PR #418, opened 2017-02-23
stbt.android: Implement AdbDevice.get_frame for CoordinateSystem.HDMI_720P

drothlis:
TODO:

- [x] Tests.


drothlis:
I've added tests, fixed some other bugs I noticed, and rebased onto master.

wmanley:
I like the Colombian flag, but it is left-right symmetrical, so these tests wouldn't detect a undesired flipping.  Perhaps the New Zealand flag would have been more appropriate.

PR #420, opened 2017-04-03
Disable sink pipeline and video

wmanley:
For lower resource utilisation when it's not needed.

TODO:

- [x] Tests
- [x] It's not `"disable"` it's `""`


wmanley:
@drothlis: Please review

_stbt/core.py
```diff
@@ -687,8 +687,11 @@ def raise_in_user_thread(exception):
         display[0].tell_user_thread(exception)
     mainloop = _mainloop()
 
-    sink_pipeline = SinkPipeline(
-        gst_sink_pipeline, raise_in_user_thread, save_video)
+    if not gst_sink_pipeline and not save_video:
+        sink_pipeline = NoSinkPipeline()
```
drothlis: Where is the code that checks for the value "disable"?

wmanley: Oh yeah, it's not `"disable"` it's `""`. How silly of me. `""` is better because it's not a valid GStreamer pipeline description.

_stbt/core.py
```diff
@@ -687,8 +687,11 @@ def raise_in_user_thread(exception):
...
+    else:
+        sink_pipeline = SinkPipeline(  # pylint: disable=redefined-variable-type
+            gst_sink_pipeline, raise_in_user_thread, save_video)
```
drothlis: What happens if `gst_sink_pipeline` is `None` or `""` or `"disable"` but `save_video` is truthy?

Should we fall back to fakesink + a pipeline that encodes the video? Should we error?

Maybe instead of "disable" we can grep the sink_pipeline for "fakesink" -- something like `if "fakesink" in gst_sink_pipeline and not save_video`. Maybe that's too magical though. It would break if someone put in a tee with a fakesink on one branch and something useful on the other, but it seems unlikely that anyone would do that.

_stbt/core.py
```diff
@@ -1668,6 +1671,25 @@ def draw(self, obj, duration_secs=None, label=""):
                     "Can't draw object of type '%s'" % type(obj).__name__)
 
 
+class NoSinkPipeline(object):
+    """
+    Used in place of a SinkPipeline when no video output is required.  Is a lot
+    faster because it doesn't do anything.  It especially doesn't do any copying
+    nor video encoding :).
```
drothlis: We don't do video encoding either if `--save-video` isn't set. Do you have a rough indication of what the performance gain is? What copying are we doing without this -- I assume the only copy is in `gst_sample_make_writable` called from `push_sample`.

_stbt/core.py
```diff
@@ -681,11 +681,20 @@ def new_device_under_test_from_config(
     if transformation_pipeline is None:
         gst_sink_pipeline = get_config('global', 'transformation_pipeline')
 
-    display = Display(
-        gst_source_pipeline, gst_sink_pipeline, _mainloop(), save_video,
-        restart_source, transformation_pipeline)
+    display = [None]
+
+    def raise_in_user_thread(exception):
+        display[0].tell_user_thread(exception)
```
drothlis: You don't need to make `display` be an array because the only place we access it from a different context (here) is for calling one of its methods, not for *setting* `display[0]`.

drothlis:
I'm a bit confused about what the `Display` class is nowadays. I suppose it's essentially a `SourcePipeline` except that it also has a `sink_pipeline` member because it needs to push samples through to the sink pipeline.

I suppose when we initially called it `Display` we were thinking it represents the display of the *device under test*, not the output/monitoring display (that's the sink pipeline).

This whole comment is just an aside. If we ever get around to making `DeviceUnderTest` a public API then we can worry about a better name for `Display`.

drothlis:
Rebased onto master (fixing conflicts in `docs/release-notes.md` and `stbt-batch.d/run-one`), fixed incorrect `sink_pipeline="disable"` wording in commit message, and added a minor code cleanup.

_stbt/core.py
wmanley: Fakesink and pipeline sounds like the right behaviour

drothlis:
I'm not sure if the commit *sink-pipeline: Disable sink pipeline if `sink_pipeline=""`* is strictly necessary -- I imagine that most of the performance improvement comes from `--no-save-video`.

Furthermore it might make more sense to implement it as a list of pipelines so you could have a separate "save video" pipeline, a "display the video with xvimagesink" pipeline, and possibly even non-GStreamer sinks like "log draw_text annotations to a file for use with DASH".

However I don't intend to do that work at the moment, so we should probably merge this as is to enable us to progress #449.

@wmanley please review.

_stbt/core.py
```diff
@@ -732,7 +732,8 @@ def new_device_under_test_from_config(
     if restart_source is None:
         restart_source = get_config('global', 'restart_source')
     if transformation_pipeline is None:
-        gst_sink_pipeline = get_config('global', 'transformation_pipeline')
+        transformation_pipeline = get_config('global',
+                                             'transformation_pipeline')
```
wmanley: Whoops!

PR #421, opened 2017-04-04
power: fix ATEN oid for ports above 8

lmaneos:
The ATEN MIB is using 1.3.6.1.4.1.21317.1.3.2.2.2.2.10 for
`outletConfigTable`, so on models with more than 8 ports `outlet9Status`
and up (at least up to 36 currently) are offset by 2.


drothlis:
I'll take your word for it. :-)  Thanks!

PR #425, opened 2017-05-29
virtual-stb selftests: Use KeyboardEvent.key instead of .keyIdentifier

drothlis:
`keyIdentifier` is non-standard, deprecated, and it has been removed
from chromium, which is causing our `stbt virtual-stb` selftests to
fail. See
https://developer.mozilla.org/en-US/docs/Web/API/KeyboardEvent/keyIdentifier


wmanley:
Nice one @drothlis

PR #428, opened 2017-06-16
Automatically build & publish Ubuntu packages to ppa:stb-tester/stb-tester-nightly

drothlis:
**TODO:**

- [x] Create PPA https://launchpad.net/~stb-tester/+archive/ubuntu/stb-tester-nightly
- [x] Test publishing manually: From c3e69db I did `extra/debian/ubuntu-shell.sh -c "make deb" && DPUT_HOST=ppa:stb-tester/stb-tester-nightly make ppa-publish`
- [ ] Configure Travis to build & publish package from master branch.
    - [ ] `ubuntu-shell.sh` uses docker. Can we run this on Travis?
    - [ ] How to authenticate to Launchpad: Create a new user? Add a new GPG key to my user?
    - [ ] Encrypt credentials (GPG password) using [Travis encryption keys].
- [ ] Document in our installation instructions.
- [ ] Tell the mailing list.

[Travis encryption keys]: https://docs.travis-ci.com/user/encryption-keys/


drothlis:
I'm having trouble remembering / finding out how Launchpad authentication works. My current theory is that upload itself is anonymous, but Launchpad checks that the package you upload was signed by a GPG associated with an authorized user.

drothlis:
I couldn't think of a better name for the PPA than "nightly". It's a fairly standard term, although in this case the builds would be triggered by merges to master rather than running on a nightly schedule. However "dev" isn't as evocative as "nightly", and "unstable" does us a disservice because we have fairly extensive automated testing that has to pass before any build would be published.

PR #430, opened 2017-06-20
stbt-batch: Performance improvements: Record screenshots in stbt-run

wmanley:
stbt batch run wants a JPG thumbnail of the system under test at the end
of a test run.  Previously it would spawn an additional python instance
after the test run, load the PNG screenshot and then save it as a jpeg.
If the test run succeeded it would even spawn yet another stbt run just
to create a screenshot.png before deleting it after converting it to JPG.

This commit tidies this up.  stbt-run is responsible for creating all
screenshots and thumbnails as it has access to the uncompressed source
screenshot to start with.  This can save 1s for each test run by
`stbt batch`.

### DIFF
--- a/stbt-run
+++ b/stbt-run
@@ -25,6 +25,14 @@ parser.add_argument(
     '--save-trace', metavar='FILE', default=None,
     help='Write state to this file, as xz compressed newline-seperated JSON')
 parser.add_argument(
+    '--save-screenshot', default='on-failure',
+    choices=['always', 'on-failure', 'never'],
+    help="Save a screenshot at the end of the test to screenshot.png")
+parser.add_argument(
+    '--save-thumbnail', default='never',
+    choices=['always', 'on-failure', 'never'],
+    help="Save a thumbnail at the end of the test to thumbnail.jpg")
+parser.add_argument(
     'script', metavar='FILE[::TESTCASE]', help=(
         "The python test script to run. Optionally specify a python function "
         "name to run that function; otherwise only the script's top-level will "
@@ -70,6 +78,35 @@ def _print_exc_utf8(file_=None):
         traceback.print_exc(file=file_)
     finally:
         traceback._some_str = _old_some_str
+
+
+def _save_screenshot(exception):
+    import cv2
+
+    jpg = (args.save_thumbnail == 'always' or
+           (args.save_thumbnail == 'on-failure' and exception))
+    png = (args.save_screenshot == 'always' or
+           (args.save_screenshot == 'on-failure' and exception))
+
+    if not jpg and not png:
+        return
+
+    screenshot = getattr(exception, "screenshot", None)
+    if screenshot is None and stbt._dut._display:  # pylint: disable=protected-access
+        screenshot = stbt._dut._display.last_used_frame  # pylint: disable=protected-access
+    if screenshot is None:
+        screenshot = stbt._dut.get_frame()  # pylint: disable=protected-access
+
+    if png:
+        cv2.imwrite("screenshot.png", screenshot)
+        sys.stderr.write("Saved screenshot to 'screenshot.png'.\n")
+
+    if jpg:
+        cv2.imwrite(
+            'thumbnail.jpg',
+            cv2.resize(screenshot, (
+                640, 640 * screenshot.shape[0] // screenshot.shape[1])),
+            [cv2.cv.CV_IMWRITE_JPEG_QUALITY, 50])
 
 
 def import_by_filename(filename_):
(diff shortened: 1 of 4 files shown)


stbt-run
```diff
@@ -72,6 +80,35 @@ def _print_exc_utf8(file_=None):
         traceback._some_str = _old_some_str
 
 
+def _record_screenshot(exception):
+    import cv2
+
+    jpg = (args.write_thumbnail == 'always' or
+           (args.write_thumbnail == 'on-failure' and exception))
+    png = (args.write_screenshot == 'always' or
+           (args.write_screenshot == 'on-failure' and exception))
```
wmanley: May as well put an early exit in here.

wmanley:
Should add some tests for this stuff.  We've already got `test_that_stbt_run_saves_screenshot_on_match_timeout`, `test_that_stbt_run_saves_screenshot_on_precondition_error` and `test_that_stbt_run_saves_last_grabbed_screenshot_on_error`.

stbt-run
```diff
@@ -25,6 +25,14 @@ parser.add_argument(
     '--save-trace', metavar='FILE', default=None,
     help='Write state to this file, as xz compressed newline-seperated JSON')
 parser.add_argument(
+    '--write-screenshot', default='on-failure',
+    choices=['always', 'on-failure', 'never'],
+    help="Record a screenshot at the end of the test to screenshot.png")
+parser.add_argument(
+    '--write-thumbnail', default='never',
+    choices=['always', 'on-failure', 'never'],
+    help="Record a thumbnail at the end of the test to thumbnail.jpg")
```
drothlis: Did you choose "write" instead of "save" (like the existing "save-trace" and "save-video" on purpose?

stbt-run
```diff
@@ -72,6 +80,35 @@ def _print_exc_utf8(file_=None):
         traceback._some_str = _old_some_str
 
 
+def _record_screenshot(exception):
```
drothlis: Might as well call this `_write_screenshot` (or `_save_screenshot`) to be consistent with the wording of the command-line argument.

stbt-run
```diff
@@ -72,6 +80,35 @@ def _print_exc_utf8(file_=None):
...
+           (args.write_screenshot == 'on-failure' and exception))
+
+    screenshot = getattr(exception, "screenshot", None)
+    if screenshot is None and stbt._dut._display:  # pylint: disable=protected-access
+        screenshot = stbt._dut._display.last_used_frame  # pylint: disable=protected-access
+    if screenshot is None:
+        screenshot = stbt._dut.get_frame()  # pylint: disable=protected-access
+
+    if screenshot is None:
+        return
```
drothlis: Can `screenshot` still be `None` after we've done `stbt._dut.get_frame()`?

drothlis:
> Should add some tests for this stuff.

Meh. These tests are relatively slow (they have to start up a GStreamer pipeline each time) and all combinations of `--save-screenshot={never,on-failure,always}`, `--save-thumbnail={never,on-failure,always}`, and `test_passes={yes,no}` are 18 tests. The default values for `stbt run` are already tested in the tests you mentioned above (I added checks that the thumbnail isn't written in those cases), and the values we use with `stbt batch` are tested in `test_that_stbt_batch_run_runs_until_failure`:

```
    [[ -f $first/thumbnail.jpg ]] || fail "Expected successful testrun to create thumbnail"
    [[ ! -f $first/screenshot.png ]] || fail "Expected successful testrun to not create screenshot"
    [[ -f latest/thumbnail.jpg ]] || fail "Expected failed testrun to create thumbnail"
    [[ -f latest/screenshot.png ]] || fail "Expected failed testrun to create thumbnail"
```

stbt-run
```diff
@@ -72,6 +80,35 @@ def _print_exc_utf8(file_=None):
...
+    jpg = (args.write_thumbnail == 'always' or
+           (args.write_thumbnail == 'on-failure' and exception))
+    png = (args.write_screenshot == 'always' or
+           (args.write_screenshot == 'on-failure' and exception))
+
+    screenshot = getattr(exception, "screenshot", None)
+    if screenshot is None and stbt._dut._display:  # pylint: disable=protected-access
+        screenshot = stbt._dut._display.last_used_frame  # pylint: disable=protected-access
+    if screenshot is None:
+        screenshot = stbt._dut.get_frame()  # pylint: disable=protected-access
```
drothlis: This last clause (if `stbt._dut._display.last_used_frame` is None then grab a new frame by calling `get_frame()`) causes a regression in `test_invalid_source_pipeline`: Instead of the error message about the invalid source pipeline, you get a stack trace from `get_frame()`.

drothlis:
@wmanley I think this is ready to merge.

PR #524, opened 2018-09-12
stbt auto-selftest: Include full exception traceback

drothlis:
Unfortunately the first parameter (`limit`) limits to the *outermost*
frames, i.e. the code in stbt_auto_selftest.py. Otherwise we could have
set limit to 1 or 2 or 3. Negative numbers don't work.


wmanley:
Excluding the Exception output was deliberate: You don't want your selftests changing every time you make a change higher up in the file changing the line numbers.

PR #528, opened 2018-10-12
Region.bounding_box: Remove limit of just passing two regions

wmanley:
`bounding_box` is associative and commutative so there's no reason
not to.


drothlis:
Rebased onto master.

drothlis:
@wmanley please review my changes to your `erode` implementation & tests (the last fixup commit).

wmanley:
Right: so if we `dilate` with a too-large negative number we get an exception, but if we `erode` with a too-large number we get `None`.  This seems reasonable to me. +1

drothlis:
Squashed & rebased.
::::::::
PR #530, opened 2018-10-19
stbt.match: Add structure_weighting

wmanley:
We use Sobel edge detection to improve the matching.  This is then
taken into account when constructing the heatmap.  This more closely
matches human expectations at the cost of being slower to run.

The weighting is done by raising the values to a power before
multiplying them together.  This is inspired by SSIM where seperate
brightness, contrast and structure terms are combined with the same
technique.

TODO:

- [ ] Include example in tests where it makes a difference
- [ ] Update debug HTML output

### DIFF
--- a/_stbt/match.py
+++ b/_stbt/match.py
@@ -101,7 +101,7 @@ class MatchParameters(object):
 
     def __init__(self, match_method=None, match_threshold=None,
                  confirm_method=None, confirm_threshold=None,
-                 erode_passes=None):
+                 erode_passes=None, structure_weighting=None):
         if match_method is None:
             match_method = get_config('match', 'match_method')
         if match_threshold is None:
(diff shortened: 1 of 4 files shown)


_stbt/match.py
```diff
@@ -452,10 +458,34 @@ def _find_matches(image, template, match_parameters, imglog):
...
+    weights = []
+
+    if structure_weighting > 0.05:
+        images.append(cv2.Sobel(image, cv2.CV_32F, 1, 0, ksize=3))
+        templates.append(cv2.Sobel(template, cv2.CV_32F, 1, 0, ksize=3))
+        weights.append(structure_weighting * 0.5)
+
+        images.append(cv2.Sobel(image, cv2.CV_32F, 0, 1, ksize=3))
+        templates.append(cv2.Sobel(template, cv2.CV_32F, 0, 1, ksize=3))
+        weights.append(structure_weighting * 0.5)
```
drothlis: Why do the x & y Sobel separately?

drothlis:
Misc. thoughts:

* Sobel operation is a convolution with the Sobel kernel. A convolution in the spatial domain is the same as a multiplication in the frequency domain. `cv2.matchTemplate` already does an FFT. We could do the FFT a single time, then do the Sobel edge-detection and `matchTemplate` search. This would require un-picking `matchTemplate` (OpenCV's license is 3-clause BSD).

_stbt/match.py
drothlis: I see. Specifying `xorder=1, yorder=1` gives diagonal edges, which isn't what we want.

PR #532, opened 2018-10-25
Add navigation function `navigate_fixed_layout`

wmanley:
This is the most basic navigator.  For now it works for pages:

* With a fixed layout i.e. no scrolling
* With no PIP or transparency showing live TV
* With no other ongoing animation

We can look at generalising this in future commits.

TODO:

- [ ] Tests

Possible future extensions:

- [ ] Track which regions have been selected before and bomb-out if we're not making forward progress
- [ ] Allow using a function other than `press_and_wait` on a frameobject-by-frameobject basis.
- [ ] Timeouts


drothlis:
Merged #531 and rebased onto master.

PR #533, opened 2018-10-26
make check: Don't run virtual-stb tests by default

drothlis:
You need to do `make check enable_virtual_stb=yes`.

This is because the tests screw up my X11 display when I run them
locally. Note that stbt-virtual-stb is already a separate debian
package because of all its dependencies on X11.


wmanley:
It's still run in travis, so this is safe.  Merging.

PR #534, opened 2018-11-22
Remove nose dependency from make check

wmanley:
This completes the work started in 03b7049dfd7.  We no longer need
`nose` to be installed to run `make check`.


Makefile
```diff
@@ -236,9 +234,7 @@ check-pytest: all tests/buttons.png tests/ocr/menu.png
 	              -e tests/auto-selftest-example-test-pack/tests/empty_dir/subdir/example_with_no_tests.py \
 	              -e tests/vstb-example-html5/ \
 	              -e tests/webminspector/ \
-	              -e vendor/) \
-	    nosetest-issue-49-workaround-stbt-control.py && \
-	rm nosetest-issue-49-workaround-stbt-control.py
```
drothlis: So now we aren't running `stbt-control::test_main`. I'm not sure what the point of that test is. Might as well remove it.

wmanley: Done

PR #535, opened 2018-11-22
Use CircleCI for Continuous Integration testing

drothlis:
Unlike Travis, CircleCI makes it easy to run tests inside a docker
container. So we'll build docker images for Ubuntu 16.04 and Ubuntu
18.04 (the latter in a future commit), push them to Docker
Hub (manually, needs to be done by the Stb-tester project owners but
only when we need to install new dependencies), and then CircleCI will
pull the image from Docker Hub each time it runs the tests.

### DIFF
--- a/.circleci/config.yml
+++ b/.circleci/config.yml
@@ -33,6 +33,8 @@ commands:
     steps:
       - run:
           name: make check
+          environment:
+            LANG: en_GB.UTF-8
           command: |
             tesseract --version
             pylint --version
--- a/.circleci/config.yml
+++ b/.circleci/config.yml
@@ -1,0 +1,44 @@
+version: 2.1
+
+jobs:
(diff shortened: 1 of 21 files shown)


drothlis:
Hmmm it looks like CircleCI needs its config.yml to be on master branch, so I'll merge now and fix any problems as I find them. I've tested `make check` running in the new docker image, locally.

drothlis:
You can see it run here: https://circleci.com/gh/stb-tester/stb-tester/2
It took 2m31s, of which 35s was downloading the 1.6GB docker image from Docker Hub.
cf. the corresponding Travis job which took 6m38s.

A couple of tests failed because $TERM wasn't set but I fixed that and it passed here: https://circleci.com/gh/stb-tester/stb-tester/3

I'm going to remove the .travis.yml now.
::::::::
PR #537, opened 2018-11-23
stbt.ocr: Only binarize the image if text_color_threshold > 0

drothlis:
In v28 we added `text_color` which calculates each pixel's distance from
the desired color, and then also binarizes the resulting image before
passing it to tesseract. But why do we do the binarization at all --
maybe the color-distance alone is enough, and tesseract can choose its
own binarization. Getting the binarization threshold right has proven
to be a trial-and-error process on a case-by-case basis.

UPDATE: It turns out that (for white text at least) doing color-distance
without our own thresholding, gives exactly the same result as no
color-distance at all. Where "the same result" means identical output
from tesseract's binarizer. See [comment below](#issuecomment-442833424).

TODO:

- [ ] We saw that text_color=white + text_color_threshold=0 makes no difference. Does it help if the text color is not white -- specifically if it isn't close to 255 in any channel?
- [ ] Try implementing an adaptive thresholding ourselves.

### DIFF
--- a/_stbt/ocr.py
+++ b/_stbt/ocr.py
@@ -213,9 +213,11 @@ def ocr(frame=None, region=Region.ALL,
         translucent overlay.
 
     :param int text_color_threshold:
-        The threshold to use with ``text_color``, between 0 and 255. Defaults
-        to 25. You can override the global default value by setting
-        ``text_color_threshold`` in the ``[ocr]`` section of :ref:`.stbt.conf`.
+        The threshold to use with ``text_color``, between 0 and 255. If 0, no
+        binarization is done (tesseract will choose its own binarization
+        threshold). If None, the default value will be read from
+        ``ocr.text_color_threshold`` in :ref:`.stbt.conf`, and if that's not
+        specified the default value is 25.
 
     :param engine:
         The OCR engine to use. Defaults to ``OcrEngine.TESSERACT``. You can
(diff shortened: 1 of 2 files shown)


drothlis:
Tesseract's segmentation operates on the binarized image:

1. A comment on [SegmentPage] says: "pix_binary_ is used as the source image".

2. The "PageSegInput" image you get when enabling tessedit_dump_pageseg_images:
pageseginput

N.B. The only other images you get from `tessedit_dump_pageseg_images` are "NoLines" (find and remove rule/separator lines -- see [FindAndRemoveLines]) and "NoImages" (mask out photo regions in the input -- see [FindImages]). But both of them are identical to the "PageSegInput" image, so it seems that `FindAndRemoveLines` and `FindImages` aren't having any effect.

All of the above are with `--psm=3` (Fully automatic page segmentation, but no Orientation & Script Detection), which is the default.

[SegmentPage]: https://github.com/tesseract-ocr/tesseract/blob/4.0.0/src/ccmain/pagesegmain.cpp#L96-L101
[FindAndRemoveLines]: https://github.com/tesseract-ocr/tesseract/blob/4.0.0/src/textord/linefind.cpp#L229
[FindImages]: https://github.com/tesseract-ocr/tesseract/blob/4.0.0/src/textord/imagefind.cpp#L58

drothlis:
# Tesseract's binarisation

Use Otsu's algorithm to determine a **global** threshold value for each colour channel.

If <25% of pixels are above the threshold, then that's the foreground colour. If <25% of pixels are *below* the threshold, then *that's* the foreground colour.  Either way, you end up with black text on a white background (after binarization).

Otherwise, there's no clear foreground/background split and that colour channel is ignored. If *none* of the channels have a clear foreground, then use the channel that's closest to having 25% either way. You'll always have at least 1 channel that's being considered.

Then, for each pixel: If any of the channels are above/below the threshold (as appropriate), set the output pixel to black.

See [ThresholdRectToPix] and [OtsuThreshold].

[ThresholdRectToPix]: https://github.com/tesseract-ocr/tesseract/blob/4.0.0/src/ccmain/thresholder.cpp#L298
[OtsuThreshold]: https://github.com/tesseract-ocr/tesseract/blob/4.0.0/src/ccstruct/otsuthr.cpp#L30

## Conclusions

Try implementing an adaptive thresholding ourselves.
::::::::
Try it |
Gather each line from the listing above that holds "thresholding".

Response to this task |
without our own thresholding, gives exactly the same result as no
- [ ] Try implementing an adaptive thresholding ourselves.
Try implementing an adaptive thresholding ourselves.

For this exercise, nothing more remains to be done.